> **Aim of the exercise**
When you respond, restate each record exactly as it is given.

> **Data under study**
PR #760, opened 2019-06-01
Tech providing single point control sliders

alastc:
Detlev's technique, just creating a PR.
[Rendered version](https://raw.githack.com/w3c/wcag/tech-providing-single-point-control-sliders/techniques/general/ensuring-single-pointer.html)


detlevhfischer:
The text above example 1 needs an update. It now says:

> A custom control slider built on top of a native slider (input type range) allows users to swipe left and right or drag the slider thumb to change the value of the slider. The slider track allows tapping or clicking to set the slider thumb to the activated position. 

We should add: "Buttons to the left and right of the slider also allow single point activiation for incremental changes to the value", or similar.

alastc:
Hi @detlevhfischer, I've updated that with a few extra words. In general I've tried to avoid 'single point activation' as that could include swipes/gestures.

detlevhfischer:
Hi @alastc - I think writing 

> The slider track allows tapping or clicking to set the slider thumb to the activated position, as do buttons on either side.

is somewhatr mnisleading clickign the track sets the positino arbitrarliy while activating the buttons increments / decrements, so this should be more explicit.
As to "single point activation" - I understand that 'single pointer' can be a swipe, but "single point activation" surely means tapping / clicking etc at ONE position? That was my understanding (I may have even coined that term to be precise that it is one, and just one, point on screen).

alastc:
OK, more explicit now. 

Single point "activation" doesn't make it specific to a postition, at least to me. Maybe I've been reading it as "single point**er** activation", but I'd rather avoid it and say tap/click/press or whatever. That's something I've (tried to) remove from the understanding doc.

detlevhfischer:
I think the current title of the Technique ("Providing simple pointer activation for all pointer operations") does not describe very clearly what the technique is about. This is about providing single point activation alternatives for the dragging of a control slider, ad that is what authors looking for practical implementations are likely to look for. Why not say so?  I find "all pointer operations" so generic as to be quite confusing. It's like saying "providing a cup for the hydration of living matter" instead of "Providing a cup for drinking".

alastc:
> it means activation at a single point on the display 

Ok, by I had to think hard about that (in comparison to "single pointer" which we use and define elsewhere). If you are thinking about the point behing your finger (which I was), it does not differentiate from a drag/gesture. 

Can we not be more basic? I.e. Tap or click.

detlevhfischer:
> Can we not be more basic? I.e. Tap or click.
Yes, sure!

techniques/general/ensuring-single-pointer.html
```diff
@@ -0,0 +1,58 @@
...
+			<p id="type">sufficient</p>
+		</section>
+		<section id="applicability">
+			<h2>When to use</h2>
+			<h3>Applicability</h3>
+			<p>Any technology that supports pointer input (e.g. supporting any or all of the following: mouse pointer, touch on touch screen or trackpad, stylus input, or laser pointer input).</p>
+		</section>
+		<section id="description">
+			<h2>Description</h2>		
+			<p>The objective of this technique is to ensure that users who have difficulties performing path-based gestures can operate a content slider with a single pointer (e.g., a single tap on a touch screen or a single mouseclick). A content slider contains chunks of content in a row. Usually several chunks of content are hidden, only one chunk is visible at any time. Left and right horizontal swiping over the visible part of the slider brings adjacent hidden chunks of content into view. Providing controls (for example, arrow buttons) as alternative means of input allows advancing the slider with single pointer input.</p>
```
patrickhlauke: "mouseclick" > "mouse click" ?

patrickhlauke: "are hidden, only one chunk" > "are hidden, and only one chunk"

techniques/general/providing-single-point-control-slider.html
```diff
@@ -19,37 +19,34 @@ <h3>Applicability</h3>
...
 				<img src="img/input-range.png" alt="A horizontal line with a round button halfway along the line, labelled volume." />
-				<figcaption>Screenshot of an example slider showing the thumb control in the middle of the track.</figcaption>
+				<figcaption>Screenshot of an example control slider showing the thumb in the middle of the track.</figcaption>
 			</figure>
 			
-			<p>Note: Excluded from scope for this technique are alternatives for the cancellation action achieved by a user when moving the pointer from the target area after a down-event has been initiated. This form of cancellation is well-established and the intent of this technique is not to force an alternative method of cancellation, although other methods for Undo may be feasible in many circumstances.</p> 
+			<p>It allows a user to set a value in a certain range, e.g. setting the volume, changing the hue value of a color, putting in the amount of money needed in a loan calculator, or picking a sum to be donated to a charity. A slider that requires path-base gestures would use swiping left or right to change the value, or dragging the thumb of the slider in a specific direction to the change the value.</p>
```
patrickhlauke: "path base gestures" > "path based gestures"

patrickhlauke: "to the change the value." > "to change the value."

techniques/general/providing-single-point-control-slider.html
```diff
@@ -19,37 +19,34 @@ <h3>Applicability</h3>
...
+
+        	<p>A simple fallback for activation without a path-based gesture is to make the control slider track clickable. This way, a value can be specified using single tap or click on the track.</p>
```
patrickhlauke: "using single tap or click" > "using a single tap or click"

techniques/general/providing-single-point-control-slider.html
```diff
@@ -0,0 +1,66 @@
...
+     		<p>Providing controls (e.g., arrow buttons) as alternative also allows incrementing or decrementing the value with single pointer input. This allows for a more fine-grained setting of the value.</p>
+		
+      		<p class="note">On touch screen devices, author-supplied path-based gestures usually do not work when OS level assistive technologies (AT) like a built-in screenreader are turned on. This is because AT generally consumes path-based gestures so they would not reach the authored content. When custom controls are built on top of native controls, however, these may also be operable with AT gestures such as vertical swiping to change the value (see example 1).</p>
```
patrickhlauke: "AT generally consumes" > "AT generally consume" ("AT" being plural?)

awkawk: I think of AT = Assistive Technology (singular)

patrickhlauke: > I think of AT = Assistive Technology (singular)

but in the sentence just preceding it it's been set as plural `OS level assistive technologies (AT)`. should both be the same either way, i'd say.

techniques/general/ensuring-single-pointer.html
alastc: Done

techniques/general/providing-single-point-control-slider.html
alastc: Updated to be consistent (singular).

alastc:
Accepted today: https://www.w3.org/2019/07/16-ag-minutes.html#item08

PR #763, opened 2019-06-04
Revert "general techniques for label in name"

awkawk:
Reverts w3c/wcag#649


awkawk:
Need to fix tech numbers

PR #769, opened 2019-06-05
Remove WAI glossary text on Charter

slhenry:
a completed / published "WAI Glossary" doesn't exist


slhenry:
"Internal Working Draft". Valiant effort! And EOWG worked on Glossary, too, years ago -- just other things took higher priority.

I didn't mean to bring up an touchy issue -- just correct the draft charter. :-)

> **Exercise response**
PR #760, opened 2019-06-01
Tech providing single point control sliders

alastc:
Detlev's technique, just creating a PR.
[Rendered version](https://raw.githack.com/w3c/wcag/tech-providing-single-point-control-sliders/techniques/general/ensuring-single-pointer.html)


detlevhfischer:
The text above example 1 needs an update. It now says:

> A custom control slider built on top of a native slider (input type range) allows users to swipe left and right or drag the slider thumb to change the value of the slider. The slider track allows tapping or clicking to set the slider thumb to the activated position. 

We should add: "Buttons to the left and right of the slider also allow single point activiation for incremental changes to the value", or similar.

alastc:
Hi @detlevhfischer, I've updated that with a few extra words. In general I've tried to avoid 'single point activation' as that could include swipes/gestures.

detlevhfischer:
Hi @alastc - I think writing 

> The slider track allows tapping or clicking to set the slider thumb to the activated position, as do buttons on either side.

is somewhatr mnisleading clickign the track sets the positino arbitrarliy while activating the buttons increments / decrements, so this should be more explicit.
As to "single point activation" - I understand that 'single pointer' can be a swipe, but "single point activation" surely means tapping / clicking etc at ONE position? That was my understanding (I may have even coined that term to be precise that it is one, and just one, point on screen).

alastc:
OK, more explicit now. 

Single point "activation" doesn't make it specific to a postition, at least to me. Maybe I've been reading it as "single point**er** activation", but I'd rather avoid it and say tap/click/press or whatever. That's something I've (tried to) remove from the understanding doc.

detlevhfischer:
I think the current title of the Technique ("Providing simple pointer activation for all pointer operations") does not describe very clearly what the technique is about. This is about providing single point activation alternatives for the dragging of a control slider, ad that is what authors looking for practical implementations are likely to look for. Why not say so?  I find "all pointer operations" so generic as to be quite confusing. It's like saying "providing a cup for the hydration of living matter" instead of "Providing a cup for drinking".

alastc:
> it means activation at a single point on the display 

Ok, by I had to think hard about that (in comparison to "single pointer" which we use and define elsewhere). If you are thinking about the point behing your finger (which I was), it does not differentiate from a drag/gesture. 

Can we not be more basic? I.e. Tap or click.

detlevhfischer:
> Can we not be more basic? I.e. Tap or click.
Yes, sure!

techniques/general/ensuring-single-pointer.html
```diff
@@ -0,0 +1,58 @@
...
+			<p id="type">sufficient</p>
+		</section>
+		<section id="applicability">
+			<h2>When to use</h2>
+			<h3>Applicability</h3>
+			<p>Any technology that supports pointer input (e.g. supporting any or all of the following: mouse pointer, touch on touch screen or trackpad, stylus input, or laser pointer input).</p>
+		</section>
+		<section id="description">
+			<h2>Description</h2>		
+			<p>The objective of this technique is to ensure that users who have difficulties performing path-based gestures can operate a content slider with a single pointer (e.g., a single tap on a touch screen or a single mouseclick). A content slider contains chunks of content in a row. Usually several chunks of content are hidden, only one chunk is visible at any time. Left and right horizontal swiping over the visible part of the slider brings adjacent hidden chunks of content into view. Providing controls (for example, arrow buttons) as alternative means of input allows advancing the slider with single pointer input.</p>
```
patrickhlauke: "mouseclick" > "mouse click" ?

patrickhlauke: "are hidden, only one chunk" > "are hidden, and only one chunk"

techniques/general/providing-single-point-control-slider.html
```diff
@@ -19,37 +19,34 @@ <h3>Applicability</h3>
...
 				<img src="img/input-range.png" alt="A horizontal line with a round button halfway along the line, labelled volume." />
-				<figcaption>Screenshot of an example slider showing the thumb control in the middle of the track.</figcaption>
+				<figcaption>Screenshot of an example control slider showing the thumb in the middle of the track.</figcaption>
 			</figure>
 			
-			<p>Note: Excluded from scope for this technique are alternatives for the cancellation action achieved by a user when moving the pointer from the target area after a down-event has been initiated. This form of cancellation is well-established and the intent of this technique is not to force an alternative method of cancellation, although other methods for Undo may be feasible in many circumstances.</p> 
+			<p>It allows a user to set a value in a certain range, e.g. setting the volume, changing the hue value of a color, putting in the amount of money needed in a loan calculator, or picking a sum to be donated to a charity. A slider that requires path-base gestures would use swiping left or right to change the value, or dragging the thumb of the slider in a specific direction to the change the value.</p>
```
patrickhlauke: "path base gestures" > "path based gestures"

patrickhlauke: "to the change the value." > "to change the value."

techniques/general/providing-single-point-control-slider.html
```diff
@@ -19,37 +19,34 @@ <h3>Applicability</h3>
...
+
+        	<p>A simple fallback for activation without a path-based gesture is to make the control slider track clickable. This way, a value can be specified using single tap or click on the track.</p>
```
patrickhlauke: "using single tap or click" > "using a single tap or click"

techniques/general/providing-single-point-control-slider.html
```diff
@@ -0,0 +1,66 @@
...
+     		<p>Providing controls (e.g., arrow buttons) as alternative also allows incrementing or decrementing the value with single pointer input. This allows for a more fine-grained setting of the value.</p>
+		
+      		<p class="note">On touch screen devices, author-supplied path-based gestures usually do not work when OS level assistive technologies (AT) like a built-in screenreader are turned on. This is because AT generally consumes path-based gestures so they would not reach the authored content. When custom controls are built on top of native controls, however, these may also be operable with AT gestures such as vertical swiping to change the value (see example 1).</p>
```
patrickhlauke: "AT generally consumes" > "AT generally consume" ("AT" being plural?)

awkawk: I think of AT = Assistive Technology (singular)

patrickhlauke: > I think of AT = Assistive Technology (singular)

but in the sentence just preceding it it's been set as plural `OS level assistive technologies (AT)`. should both be the same either way, i'd say.

techniques/general/ensuring-single-pointer.html
alastc: Done

techniques/general/providing-single-point-control-slider.html
alastc: Updated to be consistent (singular).

alastc:
Accepted today: https://www.w3.org/2019/07/16-ag-minutes.html#item08

PR #763, opened 2019-06-04
Revert "general techniques for label in name"

awkawk:
Reverts w3c/wcag#649


awkawk:
Need to fix tech numbers

PR #769, opened 2019-06-05
Remove WAI glossary text on Charter

slhenry:
a completed / published "WAI Glossary" doesn't exist


slhenry:
"Internal Working Draft". Valiant effort! And EOWG worked on Glossary, too, years ago -- just other things took higher priority.

I didn't mean to bring up an touchy issue -- just correct the draft charter. :-)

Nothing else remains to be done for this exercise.